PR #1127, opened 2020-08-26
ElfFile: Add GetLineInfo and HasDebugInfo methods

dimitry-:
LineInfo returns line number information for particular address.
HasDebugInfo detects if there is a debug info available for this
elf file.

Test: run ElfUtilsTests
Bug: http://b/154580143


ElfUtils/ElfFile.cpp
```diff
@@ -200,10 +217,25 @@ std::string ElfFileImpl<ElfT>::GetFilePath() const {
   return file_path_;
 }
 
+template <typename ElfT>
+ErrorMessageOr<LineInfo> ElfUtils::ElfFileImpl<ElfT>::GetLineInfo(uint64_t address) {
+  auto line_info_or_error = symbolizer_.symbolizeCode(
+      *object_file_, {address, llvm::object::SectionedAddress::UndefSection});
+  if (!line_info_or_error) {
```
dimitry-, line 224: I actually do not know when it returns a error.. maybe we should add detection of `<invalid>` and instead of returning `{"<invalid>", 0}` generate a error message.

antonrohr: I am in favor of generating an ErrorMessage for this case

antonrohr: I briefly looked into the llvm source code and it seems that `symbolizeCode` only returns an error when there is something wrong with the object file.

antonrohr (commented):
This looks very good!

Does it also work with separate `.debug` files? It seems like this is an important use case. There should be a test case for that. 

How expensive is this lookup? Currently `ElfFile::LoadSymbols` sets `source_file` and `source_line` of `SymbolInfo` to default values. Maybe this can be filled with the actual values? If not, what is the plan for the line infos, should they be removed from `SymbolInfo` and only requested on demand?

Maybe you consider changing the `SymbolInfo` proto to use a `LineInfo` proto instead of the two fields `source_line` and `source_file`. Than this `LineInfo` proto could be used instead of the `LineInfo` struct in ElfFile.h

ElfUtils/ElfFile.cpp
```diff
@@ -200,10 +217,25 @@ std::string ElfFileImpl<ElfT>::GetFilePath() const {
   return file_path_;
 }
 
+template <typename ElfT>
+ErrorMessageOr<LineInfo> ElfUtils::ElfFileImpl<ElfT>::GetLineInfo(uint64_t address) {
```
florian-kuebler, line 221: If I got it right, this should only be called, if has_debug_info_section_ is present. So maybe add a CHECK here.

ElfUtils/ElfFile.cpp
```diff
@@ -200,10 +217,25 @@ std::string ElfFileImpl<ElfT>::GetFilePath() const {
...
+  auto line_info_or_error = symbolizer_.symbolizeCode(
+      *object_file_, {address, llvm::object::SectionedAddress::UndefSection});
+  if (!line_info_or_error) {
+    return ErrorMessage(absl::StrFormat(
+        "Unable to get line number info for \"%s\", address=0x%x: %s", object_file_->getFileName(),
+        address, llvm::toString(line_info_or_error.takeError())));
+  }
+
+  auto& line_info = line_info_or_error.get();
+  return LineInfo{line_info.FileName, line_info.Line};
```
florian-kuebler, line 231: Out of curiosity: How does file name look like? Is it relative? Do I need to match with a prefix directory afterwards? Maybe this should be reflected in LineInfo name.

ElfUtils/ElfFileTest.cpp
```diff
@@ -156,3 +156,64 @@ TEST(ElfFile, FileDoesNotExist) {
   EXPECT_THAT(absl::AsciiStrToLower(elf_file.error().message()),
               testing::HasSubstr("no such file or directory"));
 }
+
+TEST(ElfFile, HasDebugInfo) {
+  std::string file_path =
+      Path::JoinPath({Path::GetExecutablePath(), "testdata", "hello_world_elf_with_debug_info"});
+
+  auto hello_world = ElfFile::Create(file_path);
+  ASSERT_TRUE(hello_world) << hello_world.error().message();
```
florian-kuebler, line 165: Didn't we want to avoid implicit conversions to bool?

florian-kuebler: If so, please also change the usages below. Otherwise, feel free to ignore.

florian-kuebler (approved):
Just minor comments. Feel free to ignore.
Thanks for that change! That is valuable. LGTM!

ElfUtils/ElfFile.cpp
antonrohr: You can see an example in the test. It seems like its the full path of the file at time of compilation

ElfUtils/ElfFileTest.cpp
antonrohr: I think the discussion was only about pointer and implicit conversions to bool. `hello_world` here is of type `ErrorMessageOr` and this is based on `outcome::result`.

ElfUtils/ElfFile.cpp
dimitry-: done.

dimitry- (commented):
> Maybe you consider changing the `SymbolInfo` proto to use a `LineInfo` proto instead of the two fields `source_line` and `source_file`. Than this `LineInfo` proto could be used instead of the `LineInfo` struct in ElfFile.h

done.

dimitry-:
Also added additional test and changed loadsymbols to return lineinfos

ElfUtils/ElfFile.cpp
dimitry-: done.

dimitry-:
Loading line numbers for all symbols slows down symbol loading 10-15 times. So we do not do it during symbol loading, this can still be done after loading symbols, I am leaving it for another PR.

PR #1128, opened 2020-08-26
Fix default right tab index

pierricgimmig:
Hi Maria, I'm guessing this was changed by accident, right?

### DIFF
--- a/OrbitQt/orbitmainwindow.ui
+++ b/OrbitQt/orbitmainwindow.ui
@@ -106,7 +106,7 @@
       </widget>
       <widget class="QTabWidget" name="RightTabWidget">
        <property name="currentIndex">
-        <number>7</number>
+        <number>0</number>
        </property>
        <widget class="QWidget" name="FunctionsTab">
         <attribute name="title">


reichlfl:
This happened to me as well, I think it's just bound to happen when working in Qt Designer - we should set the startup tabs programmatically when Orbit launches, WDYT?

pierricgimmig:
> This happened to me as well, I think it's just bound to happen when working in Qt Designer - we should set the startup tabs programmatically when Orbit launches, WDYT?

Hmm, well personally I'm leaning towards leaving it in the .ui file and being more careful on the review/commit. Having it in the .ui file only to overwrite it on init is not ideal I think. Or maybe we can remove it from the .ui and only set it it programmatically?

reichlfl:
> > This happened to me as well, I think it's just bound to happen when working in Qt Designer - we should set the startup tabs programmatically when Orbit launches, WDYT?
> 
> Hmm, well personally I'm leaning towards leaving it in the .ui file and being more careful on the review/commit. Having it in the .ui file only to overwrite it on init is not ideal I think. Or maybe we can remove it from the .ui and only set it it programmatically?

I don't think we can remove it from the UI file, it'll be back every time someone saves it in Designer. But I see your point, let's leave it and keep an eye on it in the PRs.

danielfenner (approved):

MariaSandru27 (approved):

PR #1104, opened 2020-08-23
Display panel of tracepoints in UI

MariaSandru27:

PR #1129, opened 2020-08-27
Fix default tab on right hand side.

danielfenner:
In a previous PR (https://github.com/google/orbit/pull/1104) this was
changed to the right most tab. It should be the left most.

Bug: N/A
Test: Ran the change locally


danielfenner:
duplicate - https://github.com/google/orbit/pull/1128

# # #

**TASK OBJECTIVE**
Retype the line containing "In a previous" and all the lines after it, ending with the final line of the material, exactly.

**SOLUTION**
In a previous PR (https://github.com/google/orbit/pull/1104) this was
changed to the right most tab. It should be the left most.

Bug: N/A
Test: Ran the change locally


danielfenner:
duplicate - https://github.com/google/orbit/pull/1128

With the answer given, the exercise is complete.